EXTRACTED ENTRIES —
PR #4127, opened 2022-02-15
Notifications filter bug fixes

tonisevener:
**Phabricator:** 
https://phabricator.wikimedia.org/T301838

### Notes
I found a few bugs related to notifications displaying at the wrong time while performance testing. 

### Test Steps
0. Pull the notifications-performance-testing branch down and cherry-pick these commits into it (do not push up this change though).

[eac59a7](https://github.com/wikimedia/wikipedia-ios/commit/eac59a789a8b2d6fd1e6b7fe1690d72ac698e1cb)
This commit fixed a small issue with the NSPredicates for translation types - some translation types were slipping through even when it was toggled off on the filters screen.

1. Go to notifications center. Wait until all 10,000 notifications are imported and you see data on screen. Go to filters screen. Toggle off the translation type. Confirm translation types are no longer showing in the list.

[377ba3](https://github.com/wikimedia/wikipedia-ios/commit/377ba311998392768bc4ef66b06b54b356fa8ccb) (Part 1)
Part of this commit fixes a bug where notifications would insert on screen upon refresh even if the filter types had that type toggled off. 

2. Go to notifications center. Wait until all 10,000 notifications are imported and you see data on screen. Tap filters button. Toggle off a notable type (maybe all of the orange ones). Dismiss filters screen. Notifications should refresh and insert when Notifications Center appears again. If not, try backgrounding and foregrounding until you see "Checking for notifications" in the bottom toolbar. Confirm none of the orange ones bypass the types filter and insert during this refresh.

[377ba3](https://github.com/wikimedia/wikipedia-ios/commit/377ba311998392768bc4ef66b06b54b356fa8ccb) (Part 2)
The other part of this commit is another insert bug when refreshing - sometimes upon refresh the API may return a very old unread notification (say the user marked it as unread on Desktop). If the user has only the first page loaded, this old notification would get inserted to the very bottom of the first page. Then when the user scrolled, the next page would get fetched from Core Data and inserted in the sorted order, _above_ this very old notification. This fix does not insert any notifications older than the last one displaying upon refresh. It should get fetched and displayed eventually during our normal paging.

3. Go to notifications center. Wait until all 10,000 notifications are imported and you see the first page of data on screen. Wait a while, then background and foreground until you see Notifications Center switch to a refreshing state ("Checking for notifications" in the bottom toolbar). Then slowly scroll to the bottom of the first page. Confirm the last notification on the first page isn't a super old notification, and the next page of notifications insert at the very bottom.


mazevedofs (approved):
Working perfectly!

ABOUT THIS EXERCISE —
If a line of the material contains the word "toggled", count it; please reply with the total and nothing more.

RESULT —
2